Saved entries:
============================================================
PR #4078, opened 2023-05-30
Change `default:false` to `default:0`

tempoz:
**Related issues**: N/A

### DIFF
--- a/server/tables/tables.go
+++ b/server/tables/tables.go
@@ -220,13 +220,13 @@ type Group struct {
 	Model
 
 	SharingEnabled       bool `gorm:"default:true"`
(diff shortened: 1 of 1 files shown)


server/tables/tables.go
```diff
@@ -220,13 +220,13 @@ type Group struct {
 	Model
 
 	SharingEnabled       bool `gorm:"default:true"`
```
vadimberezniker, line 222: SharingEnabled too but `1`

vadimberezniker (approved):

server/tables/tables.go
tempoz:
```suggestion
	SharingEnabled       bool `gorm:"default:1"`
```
============================================================
[Work request] An exact reproduction of all the records is needed.

[Your solution]
PR #4078, opened 2023-05-30
Change `default:false` to `default:0`

tempoz:
**Related issues**: N/A

### DIFF
--- a/server/tables/tables.go
+++ b/server/tables/tables.go
@@ -220,13 +220,13 @@ type Group struct {
 	Model
 
 	SharingEnabled       bool `gorm:"default:true"`
(diff shortened: 1 of 1 files shown)


server/tables/tables.go
```diff
@@ -220,13 +220,13 @@ type Group struct {
 	Model
 
 	SharingEnabled       bool `gorm:"default:true"`
```
vadimberezniker, line 222: SharingEnabled too but `1`

vadimberezniker (approved):

server/tables/tables.go
tempoz:
```suggestion
	SharingEnabled       bool `gorm:"default:1"`
```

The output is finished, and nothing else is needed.